Eugene Chaphi, Trainee Attorney and Dumisani Ndiweni Partner from Webber Wentzel
A recent Labour Court judgment reaffirms the court’s position to support employers that dismiss employees for racial misconduct, whether casual or brazen.
Racially motivated misconduct continues to rear its head in the corridors and behind the closed doors of the workplace. Having regard to the obligations imposed on employers in the Employment Equity Act, employers bear the responsibility to “stamp out” such conduct to prevent and eliminate the occurrence of harassment, among others.
The recent judgment of Mpungose v Nedbank Group Limited,[1] handed by the Labour Court dealt with an employee who had been dismissed for several charges of gross misconduct. One charge of which the employee was found guilty of at a disciplinary hearing, was having resorted to racial stereotyping and/or unfairly discriminating against people on racial grounds by:
- saying that black people are lazier and are more incompetent than white people;
- saying that black people do not deliver;
- criticising the performance and/or leadership of the employer’s black executives; and
- telling one of their colleagues that they could not “let this white boy” beat them.
In addition, the employee was charged with harassment, bullying and victimisation as it was alleged that she made several remarks that were offensive, humiliating and derogatory such as referring to employees as stupid and useless. It was even alleged that she informed one of the employees that he “should be a man” and stop being weak. The ironic part of this case is that the employee was the Executive Head of Human Resources for the bank at the time she made these utterances.
The employee referred her dismissal to the Commission for Conciliation, Mediation and Arbitration (CCMA) which found the employee guilty of the above allegations, and as such, the CCMA concluded that the employee’s dismissal was substantively fair.
Displeased with the outcome, the employee sought to review the CCMA’s decision in the Labour Court. The Labour Court found that the arbitrator at the CCMA appropriately considered the evidence led at the CCMA in its totality and concluded that the employee’s dismissal was substantively fair.
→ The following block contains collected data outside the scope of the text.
PR #9914, opened 2024-02-09
Mobile: Fixes #9905: Fix full text search broken on Android 7 and earlier

### LINKED ISSUE #9055: Virus Alarm Windows 10 Defender Wakatime Plugin
Today the Virus Scanner build into Windows 10 did show me a critical warning for some files in the `Cache/Cache_Data` Folder. Those Files are registerd as Trojan:Script/Wacatac.B!ml. I check it with virus total and got an warning as well.

https://www.virustotal.com/gui/file/d2080c9668e481c1c0bbc6119fce260b9a9d95f596c2e9d07a0e58c2fd5b8f29?nocache=1

I do use some plugins on Joplin which I disabled directly after the warning. The was aroung 5mb in size and was named `f_0000ea`. The issue is properly related to the `Wakatime Plugin`.

## Environment

Joplin 2.12.18 (prod, win32)

Client ID: ddc292ac4cbe4272be6ab8a9f1b2f6cb
Sync Version: 3
Profile Version: 43
Keychain Supported: Yes

Revision: a0a4a81

Platform: Windows
OS specifics: 10

grafik

## Steps to reproduce

1. Install the Wakatime Plugin (https://github.com/uioporqwerty/joplin-plugin-wakatime)
2. Open the app
3. Go to the cache folder
4. Scan the folder with Windows Defender
5. See a warning.

No virus detection

## Logfile

\-

### LINKED ISSUE #9905: Android 7: FTS search fails
### Operating system

Android

### Joplin version

2.14.5

### Desktop version info

_No response_

### Current behaviour

1. Attempt to search for any non-empty query (e.g. "test")
    - The device has a single note with two resources that have been OCRed on a desktop client.
 

Currently, only basic search results work (searching for `/test` instead of `test`) and warnings are logged to the console:
```
 WARN  13:51:15: Cannot execute MATCH query: Tes: unable to use function MATCH in the requested context (code 1)
#################################################################
Error Code : 1 (SQLITE_ERROR)
Caused By : SQL(query) error or missing database.
        (unable to use function MATCH in the requested context (code 1))
```

### Expected behaviour

Joplin should be able to search.

I have tested this on both Android 13 and Android 7 and have only been able to reproduce this on Android 7.

### Logs

[logs.txt](https://github.com/laurent22/joplin/files/14213506/logs.txt)

Most relevant portion:
```warning
02-08T13:51:15,20,"""Cannot execute MATCH query: Test: unable to use function MATCH in the requested context (code 1)
#################################################################
Error Code : 1 (SQLITE_ERROR)
Caused By : SQL(query) error or missing database.
	(unable to use function MATCH in the requested context (code 1))
#################################################################""
02-08T13:51:15,20,"""Cannot execute MATCH query: Tes: unable to use function MATCH in the requested context (code 1)
#################################################################
Error Code : 1 (SQLITE_ERROR)
Caused By : SQL(query) error or missing database.
	(unable to use function MATCH in the requested context (code 1))
#################################################################""
02-08T13:51:14,20,"""Cannot execute MATCH query: T: unable to use function MATCH in the requested context (code 1)
#################################################################
Error Code : 1 (SQLITE_ERROR)
Caused By : SQL(query) error or missing database.
	(unable to use function MATCH in the requested context (code 1))
#################################################################""
```

personalizedrefrigerator:
# Summary

On Android API ≤ 25, `WHERE title MATCH ? OR body MATCH ?` fails, breaking search. This pull request adds an additional `try`/`catch` to allow note search to continue to work even when resource search breaks.

Fixes #9905.

> [!NOTE]
>
> An alternative solution is to only search through the resource field `body`. See [this branch](https://github.com/laurent22/joplin/compare/dev...personalizedrefrigerator:joplin:pr/fix-item-search-on-old-android?expand=1) for an implementation. This alternative solution, however, introduces code that runs only on older versions of Android and is thus less maintainable.
>

# Testing

Android:

1. Start an instance of Joplin that has synced OCRed text.
2. Search for text that's present in a note.
3. Verify that there are search results.

This has been tested successfully on Android 7.

Desktop:

1. Start an instance of Joplin that contains OCRed text
2. Search for a term known to be in a specific resource
3. Verify that the resource can be found.

This has been tested successfully on Ubuntu 23.10.

### DIFF
--- a/packages/lib/services/search/SearchEngine.ts
+++ b/packages/lib/services/search/SearchEngine.ts
@@ -796,9 +796,9 @@ export default class SearchEngine {
 						// Android <= 25 doesn't support the following syntax:
 						//    WHERE title MATCH ? OR body MATCH ?
 						// Thus, we skip resource search on these devices.
-						if (shim.mobilePlatform() !== 'android') {
-							this.logger().warn('Error searching in resources:', error);
-						}
+						this.logger().warn(
+							'Error searching in resources:', error, 'Only note results will be shown.',
+						);
 					}
 
 					const resourcesToNotes = await NoteResource.associatedResourceNotes(itemRows.map(r => r.item_id), { fields: ['note_id', 'parent_id'] });
--- a/packages/lib/services/search/SearchEngine.ts
+++ b/packages/lib/services/search/SearchEngine.ts
@@ -777,18 +777,29 @@ export default class SearchEngine {
 				if (!queryHasFilters) {
 					const toSearch = parsedQuery.allTerms.map(t => t.value).join(' ');
 
-					let itemRows = await this.db().selectAll<ProcessResultsRow>(`
-						SELECT
-							id,
-							title,
-							user_updated_time,
-							offsets(items_fts) AS offsets,
-							matchinfo(items_fts, 'pcnalx') AS matchinfo,
-							item_id,
-							item_type
-						FROM items_fts
-						WHERE title MATCH ? OR body MATCH ?
-					`, [toSearch, toSearch]);
+					let itemRows: ProcessResultsRow[] = [];
+
+					try {
+						itemRows = await this.db().selectAll<ProcessResultsRow>(`
+								SELECT
+									id,
+									title,
+									user_updated_time,
+									offsets(items_fts) AS offsets,
+									matchinfo(items_fts, 'pcnalx') AS matchinfo,
+									item_id,
+									item_type
+								FROM items_fts
+								WHERE title MATCH ? OR body MATCH ?
+						`, [toSearch, toSearch]);
+					} catch (error) {
+						// Android <= 25 doesn't support the following syntax:
+						//    WHERE title MATCH ? OR body MATCH ?
+						// Thus, we skip resource search on these devices.
+						if (shim.mobilePlatform() !== 'android') {
+							this.logger().warn('Error searching in resources:', error);
+						}
+					}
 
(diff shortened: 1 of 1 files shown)


packages/lib/services/search/SearchEngine.ts
```diff
@@ -777,18 +777,29 @@ export default class SearchEngine {
...
+									title,
+									user_updated_time,
+									offsets(items_fts) AS offsets,
+									matchinfo(items_fts, 'pcnalx') AS matchinfo,
+									item_id,
+									item_type
+								FROM items_fts
+								WHERE title MATCH ? OR body MATCH ?
+						`, [toSearch, toSearch]);
+					} catch (error) {
```
laurent22, line 795: What specific error is thrown for Android <= 25? I think we should check and do nothing only for that particular error. Otherwise, we should rethrow the error

personalizedrefrigerator: Here's an example of the error:
```
Error Code : 1 (SQLITE_ERROR)
Caused By : SQL(query) error or missing database.
        (unable to use function MATCH in the requested context (code 1))
```
As it doesn't contain the text `syntax error`, we can't use `isSqliteSyntaxError` as is done in the other location with Android API <= 25 compatibility code.

I've added logic to re-throw the exception if its message doesn't contain `unable to use function MATCH in the requested context`.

In arriving at its decision, the Labour Court considered the racial remarks and slurs and stated that “racial conduct in the workplace should be stamped out as it destroys the employment relationship“. In making this point, the Labour Court referred to the Constitutional Court judgment of SARS v CCMA[2], where an employee used derogatory racial language towards their colleague. The Constitutional Court stated that:
“where such injurious disregard for human dignity and racial hatred is spewed by an employee against his colleagues in a workplace, that ordinarily renders the relationship between the employee and the employer intolerable“.
The breakdown of an employment relationship is inevitable where the workplace culture instilled by an employer does not tolerate racism or any other type of disrespect based on the protected grounds of discrimination. In such circumstances, this type of conduct will erode the trust between the employer and employee and may warrant dismissal.
While it is important for employers to address individual instances of racially motivated misconduct or any type of harassment, reacting to such occurrences alone is not enough. Employers also have a duty and responsibility to prevent these issues by creating a workplace culture free from any form of racial misconduct, bullying, harassment and victimisation.